### What the task requires
Please count the lines in these records that contain "counters" and give only that count.

### The data
PR #1151, opened 2026-09-13
Show usage and neutral boxes for unlimited quotas

TrapoSAMA:
Unlimited mailboxes currently show only the unlimited label, hiding available usage. Unlimited domain counters also lose their quota box, and the domain storage label continues to show assigned quota even when actual usage is available.

Display available mailbox usage as `used / ∞` inside the existing neutral quota box. Keep unlimited domain alias and mailbox counts inside the same boxes, and display actual domain storage usage when quota tracking is enabled, retaining assigned quota in the tooltip. Limited and disabled quotas keep their existing behavior. Missing mailbox usage remains the translated unknown value; tracking disabled does not invent a usage value.

This ports the locally validated hotfix without unrelated production patches. It changes two templates, adds a changelog entry, and adds focused template regression coverage. No configuration, schema, dependency, authorization, or data-query changes are required. This PR targets master only.

Validation:
- PHP 8.4.23: 4 focused template tests, 52 assertions passed, covering unlimited, limited, disabled, zero/unknown usage, tracking disabled, and domain tooltips.
- PHP syntax, focused PHP-CS-Fixer dry-run, and git diff whitespace checks passed.
- The production hotfix applied cleanly with GNU patch; authenticated Spanish pages on local master returned HTTP 200 without template errors.
- The owner accepted the hotfix and requested this PR after local delivery.
- Full test suites, additional PHP/database matrices, and automated mobile/theme visual checks were not run locally; there are no SQL or migration changes.


templates/list-virtual_mailbox.tpl
```diff
@@ -70,7 +70,9 @@
                 {if $CONF.quota===YES}
                     <td>
                         {if $item.quota==0}
-                            {$PALANG.pOverview_unlimited}
+                            <div class="quota_bar">
+                                <span class="quota_label">{if $boolconf_used_quotas}{$divide_quota.current[$i]} / {/if}&infin;</span>
```
DavidGoodwin: `{else}&infin;{/if}` ?

TrapoSAMA: Thanks for checking this. I made both branches explicit: with usage tracking enabled the label remains `used / ∞`; otherwise it displays only `∞`. Moving infinity only into the else branch would leave the tracked-usage label ending in a slash.

Published in 96696b23, which also merges current master and resolves the changelog conflict while preserving both entries. The focused template checks pass on PHP 8.4: 4 tests, 52 assertions, including tracking enabled and disabled.

PR #851, opened 2026-07-20
Improve eth_call / WASM extension call metrics

maoueh:
## Why

Poor RPC performance — mainly `eth_call`, a WASM extension call — can clog tier1/tier2 request processing, and today there is almost no way to spot it. The only signals are the per-request stats log (which merged every extension into a single duration) and the client-facing `ModuleStats`. Neither can be dashboarded or alerted on.

This adds operator-facing metrics and enriches the request stats log, and fixes two latent bugs found while mapping the code.

## What

**Bug fixes (own commits, independently validatable)**

- **Error-path leak** — a WASM extension call that returned an error panicked before `RecordModuleWasmExternalCallEnd` ran, so the in-process entry was never removed. `updateDurations` keeps adding `time.Since(start)` for every in-process entry, so a single failed `eth_call` kept inflating the reported external call duration for the rest of the request. Fixed in both the `wazero` and `wasmtime` runtimes.
- **Shared-cache gatherer** — `WasmMetricsGatherer` built a new metric when none existed for a `(module, extension)` pair but never stored it back (and never initialized its maps), so external call metrics on the shared-cache path were silently dropped. Also nil-guarded the logger, which the shared cache leaves unset.

**Part A — Prometheus metrics**

Per tier, following the existing name-prefix convention (no `tier` label):

- `substreams_tier{1,2}_wasm_extension_call_counter{extension,outcome}`
- `substreams_tier{1,2}_wasm_extension_call_duration_seconds{extension,outcome}`

`extension` e.g. `eth:call`, `outcome` = `success`|`error`. Duration buckets extend the Prometheus defaults with a 30s/60s tail so timeouts stay distinguishable. Recorded at the single chokepoint every extension call flows through, in both runtimes.

**Part B — request stats log breakdown**

- `wasm_ext_call_metrics` — per extension: `count`, `total_ms`, `avg_ms`, `max_ms`.
- `wasm_ext_call_metrics_by_module` — same, per module + extension (only modules that actually called out; empty otherwise).

`max_ms` surfaces the single slow call an average hides. The pre-existing `module_wasm_ext_duration` is unchanged; the new fields are additive and placed after the fields consumed by reporting systems.

## Naming

The recorded event is a generic WASM extension call — `eth_call` is only the common case — so metrics/helpers are named `wasm_extension_call` rather than `rpc`, keeping the chain-agnostic chokepoint chain-agnostic.

## Testing

- Unit tests for the tier routing helper (routing, outcome separation, nil-guard), the per-extension/per-module aggregation (across local + running + completed sources, empty case, divide-by-zero guard, `max_ms` tracking), and the shared-cache gatherer fix (verified to fail without the fix).
- Full suite green.

Design doc: `docs/superpowers/specs/2026-07-20-eth-call-rpc-metrics-design.md` (locally gitignored, not in this branch).

Draft while I test on staging.


sduchesneau:
<h2>:mag: Vulnerabilities of <code>ghcr.io/streamingfast/substreams:89ea94c</code></h2>

<details open="true"><summary>:package: Image Reference</strong> <code>ghcr.io/streamingfast/substreams:89ea94c</code></summary>
<table>
<tr><td>digest</td><td><code>sha256:2a99276d472357056e693c61d819b3eb85d932dcd03fc0153c24fb9a0d9f211c</code></td><tr><tr><td>vulnerabilities</td><td>critical: 0 high: 0 medium: 0 low: 0 </td></tr>
</table>
</details>
<table>
<tr><td>also known as</td>
<td><ul>
<li><code>noble</code></li>

</ul>
</td></tr>
</table>
</details>

<table></table>

billettc (approved):

PR #864, opened 2026-08-05
fix(tier1): restart when the hub can no longer link live blocks

YaroShkvorets:
Pass `hub.WithMaxConsecutiveUnlinkableBlocks(5)` option so the ForkableHub to make it restart after 5 unlinkable blocks. Otherwise it could get stuck forever requiring manual restart.

Similar to this relayer fix: streamingfast/firehose-core@4696483

### DIFF
--- a/app/tier1.go
+++ b/app/tier1.go
@@ -33,6 +33,10 @@ import (
 	"go.uber.org/zap"
 )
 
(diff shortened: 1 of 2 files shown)


sduchesneau (approved):
LGTM same as relayer

PR #866, opened 2026-08-09
Log the worker counts of an incoming tier1 request

maoueh:
## Why

A client asking for 300 parallel workers and getting 15 leaves no trace of the negotiation anywhere in the logs today, so the gap can't be diagnosed after the fact. Three separate things can cap the worker count and none of them are observable:

1. **Plan/auth negotiation** — the trusted header from the authentication layer sets the ceiling, the client header can only lower it. Both inputs collapse into a single number that is never logged.
2. **Worker pool contention** — `SessionWorkerPool.Borrow` can come back empty when the pool is shared with other requests. Only visible at debug level.
3. **Not enough work** — a request with fewer segments than workers can never use them all.

## What changed

**`incoming Substreams Blocks request`** gained a `parallelism` object:

```
parallelism: {requested_workers: 300, granted_workers: 15, workers: 15,
              workers_source: "trusted_header", plan_tier: "SCALING",
              stage_layer_executors: 5}
parallel_segment_count: 4213
stage_count: 3
```

`workers_source` tells which input won, so "granted 15 because of the plan tier" and "lowered to 15 because the client asked for it" are no longer the same log line.

**`substreams request stats`** gained a `workers` object, tier1 only:

```
workers: {requested: 300, granted: 15, effective: 15, peak: 4,
          pool_exhausted_count: 87, pool_rampup_deferred_count: 2}
```

`peak` well below `effective` together with a high `pool_exhausted_count` points at pool contention rather than at the negotiated limit.

**`GetEffectiveHeaderValues`** now returns an `EffectiveParallelism` struct instead of two bare integers — that is what makes the negotiation inputs available for logging. The arithmetic is unchanged, and the existing behavior is still covered by the table test plus new cases for the client-asks-for-more and legacy-header paths.

## Notes

- No proto change, nothing new sent to clients — `SessionInit.MaxParallelWorkers` already carries the effective count.
- The six worker counters are atomic rather than guarded by the `Stats` mutex, so the scheduler loop doesn't contend with the block-processing path for a counter bump.
- The scheduler reads the stats through a new nil-safe `reqctx.ReqStatsOrNil`, since `reqctx.ReqStats` panics where no stats object is installed.

## Testing

`go test ./...` passes, and `go test -race ./metrics/...` is clean.

### DIFF
--- a/docs/release-notes/change-log.md
+++ b/docs/release-notes/change-log.md
@@ -11,6 +11,14 @@ The format is based on [Keep a Changelog](https://keepachangelog.com/en/1.0.0/),
 
 ## Unreleased
 
+### Added
+
+- Server: tier1 request logs now explain how many parallel workers a request actually got, and why. A client asking for 300 workers and getting 15 previously left no trace of the negotiation anywhere in the logs.
+
+  The `incoming Substreams Blocks request` entry gained a `parallelism` object (`requested_workers` as asked by the client, `granted_workers` as allowed by the authentication layer, the effective `workers`, `workers_source` telling which of the two applied, plus `plan_tier` and `stage_layer_executors`), along with `parallel_segment_count` and `stage_count` — a request with fewer segments than workers can never use them all.
+
+  The `substreams request stats` entry gained a `workers` object (`requested`, `granted`, `effective`, `peak`, `pool_exhausted_count`, `pool_rampup_deferred_count`), reported on tier1 only. A high `pool_exhausted_count` with a `peak` well below `effective` means the shared worker pool ran dry, a case that was previously only visible at debug level.
+
 ### Fixed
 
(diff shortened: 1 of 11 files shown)


sduchesneau:
<h2>:mag: Vulnerabilities of <code>ghcr.io/streamingfast/substreams:a60c14b</code></h2>

<details open="true"><summary>:package: Image Reference</strong> <code>ghcr.io/streamingfast/substreams:a60c14b</code></summary>
<table>
<tr><td>digest</td><td><code>sha256:ea78e07eec2f68e1d21f78b7f8a5b3c99929159ecd79dccf589e923077b0adae</code></td><tr><tr><td>vulnerabilities</td><td>critical: 0 high: 0 medium: 0 low: 0 </td></tr>
</table>
</details>
<table>
<tr><td>also known as</td>
<td><ul>

<li><code>noble</code></li>

</ul>
</td></tr>
</table>
</details>

<table></table>

sduchesneau (changes requested):
add it to the new `substreams request progress` message too

sduchesneau (approved):
LGTM

PR #867, opened 2026-08-10
fix(sink-sql): three correctness fixes in the from-proto sink

sduchesneau:
Three independent correctness fixes in the from-proto SQL sink. Each is one commit and stands alone; they are together only because they touch adjacent code.

### 1. `bytes` fields were corrupted in `BYTEA` columns

Under `--bytes-encoding=raw`, the default, both inserters mangled them, each differently:

```
input   de ad be ef 00 7f ff
before  accumulator  "deadbeef007fff"   hex text, 2x the bytes
        row inserter "'3q2+7wB//w=='"   base64, quotes included
after   both         de ad be ef 00 7f ff
```

`ValueToString` rendered `E'<hex>'::BYTEA`, which casts the hex *text* to bytea rather than decoding it. `RowInserter` binds parameters instead of interpolating, so rendering any literal there stores that literal's characters. The same confusion broke array parameters, where each element kept its SQL quotes (`'alpha'` rather than `alpha`).

Nothing failed loudly: the rows were all there, and every query against those columns matched nothing.

### 2. An `enum` field crashed the sink

protoreflect yields a `protoreflect.EnumNumber`, a named `int32` that neither dialect's type switch matched — PostgreSQL panicked with `unsupported type: protoreflect.EnumNumber`, ClickHouse on a failed `value.(int32)`. The two disagree on the column type (`TEXT` versus `Int32`) and the walk is shared, so it now carries both renderings and each dialect takes the one matching the column it created.

Found by pointing the sink at `erc20-balance-changes` from substreams.dev, which reproduces it on the first block.

### 3. A bounded run dropped the blocks it was still holding

Blocks accumulate until `--block-batch-size` of them have gone by, and nothing drained that buffer at the end of the range. A run ending mid-batch silently dropped its last blocks along with the cursor covering them, and still reported success. With a batch size larger than the requested range, nothing was written at all.

The base sinker already offers `SinkerCompletionHandler` for this and `db_changes` implements it; this does the same for `db_proto`.

### Impact

Databases populated by an affected version hold corrupted values in `bytes` and repeated-scalar columns, and may be missing the tail of a bounded run. The affected ranges need re-syncing.

### Tests

New integration tests cover each: a bytes/timestamp/array round trip through both inserters, an enum walked through `dynamicpb`, and a bounded run whose batch size exceeds its range. Each was confirmed to fail against the previous code.


sduchesneau:
<h2>:mag: Vulnerabilities of <code>ghcr.io/streamingfast/substreams:788cdea</code></h2>

<details open="true"><summary>:package: Image Reference</strong> <code>ghcr.io/streamingfast/substreams:788cdea</code></summary>
<table>
<tr><td>digest</td><td><code>sha256:8fc225de26ab19a9bbaf87f6c54e0f968adf18d7d11da3cbcff0c0e608a39028</code></td><tr><tr><td>vulnerabilities</td><td>critical: 0 high: 0 medium: 0 low: 0 </td></tr>
</table>
</details>
<table>
<tr><td>also known as</td>
<td><ul>

<li><code>noble</code></li>

</ul>
</td></tr>
</table>
</details>

<table></table>

sduchesneau (commented):
double checked everything, seems good to me, if someone else can vet!

maoueh (approved):

PR #868, opened 2026-08-10
Decode blocks on a worker pool in the from-proto sinker

sduchesneau:
### The sink, not PostgreSQL, was the bottleneck

Unmarshalling into `dynamicpb` and walking the message descriptor is where the from-proto sink spends its time, and it ran on the goroutine draining the stream. Measured with no database involved at all:

| stage | narrow entity (2 cols) | wide entity (60+ cols) |
|---|--:|--:|
| unmarshal only | 1.79M rows/s | 203k rows/s |
| + walk | 855k rows/s | 128k rows/s |
| + encode | 745k rows/s | **96k rows/s** |

Binary COPY absorbs ~800k rows/s, so for wide entities PostgreSQL had roughly eight times the headroom the single-threaded handler could reach.

### What this does

Blocks are independent, so decode now runs on a worker pool. Each worker fills a `BufferedInserter`; the flush goroutine replays them **in block order**, inside the same transaction as before, so the database sees exactly the sequence a serial walk produced. Decoding happens before the transaction opens, since it touches no database state and would otherwise pin a connection for the CPU-bound work.

Scaling on a 16-core machine:

| workers | rows/s | speedup |
|--:|--:|--:|
| 1 | 129k | 1.00x |
| 8 | 534k | **4.13x** |
| 15 | 548k | 4.24x |

Flat past eight — the work is allocator-bound before it runs out of cores — so the default is one per core less one, **capped at eight**. `DecodeWorkers` overrides it.

### It replaces an unsound path rather than adding to one

`SinkerFactoryOptions.Parallel` was hardcoded `false` at every call site, so the existing parallel path was unreachable. Had it run it was unsound: `Database.Clone()` overwrote the receiver's embedded struct and returned the receiver, so every goroutine shared one `*sql.Tx` and raced on it through `BeginTransaction`/`CommitTransaction`, the clone was not used for the inserts anyway, and errors were appended to a shared `appengine.MultiError` without a lock. `Clone()` goes with it, along with the `google.golang.org/appengine` import that only existed to carry that error slice, and `holding` moves from a package-level global into `Sinker`.

Also puts the zap debug fields on the walk behind `Check`. zap builds its `Field` arguments whether or not the level is enabled, so `zap.Any` on a table info struct and on every row's value slice allocated on every call — worth ~6% on a narrow entity.

### Tests

`TestDbProtoPostgresDecodeWorkers` runs the same eight-block stream through one worker and through eight and compares the tables in physical row order, plus an absolute check that blocks land ascending — a differential test alone cannot see an ordering mistake both runs share. Verified to fail when the replay order is reversed.

### DIFF
--- a/cmd/substreams/sink_sql_common.go
+++ b/cmd/substreams/sink_sql_common.go
@@ -341,7 +341,6 @@ func runFromProtoSink(cmd *cobra.Command, driver, manifestPath, dsnString string
 		UseConstraints:  useConstraints,
 		UseTransactions: true,
 		BlockBatchSize:  blockBatchSize,
-		Parallel:        false,
 		Encoding:        encoding,
 		Clickhouse:      fromProtoClickhouseOptions(cmd, driver),
 	})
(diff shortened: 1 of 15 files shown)


sduchesneau:
<h2>:mag: Vulnerabilities of <code>ghcr.io/streamingfast/substreams:6070334</code></h2>

<details open="true"><summary>:package: Image Reference</strong> <code>ghcr.io/streamingfast/substreams:6070334</code></summary>
<table>
<tr><td>digest</td><td><code>sha256:a5a8ca2349d1d87674df877a50f2ebe9a21ad745ddf6ed7691620c7f6372925d</code></td><tr><tr><td>vulnerabilities</td><td>critical: 0 high: 0 medium: 0 low: 0 </td></tr>
</table>
</details>
<table>
<tr><td>also known as</td>
<td><ul>

<li><code>noble</code></li>

</ul>
</td></tr>
</table>
</details>

<table></table>

sduchesneau:
@copilot resolve conflicts

sduchesneau (commented):
Reviewed, Claude work, looks sane

maoueh (approved):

### Answer for this exercise
2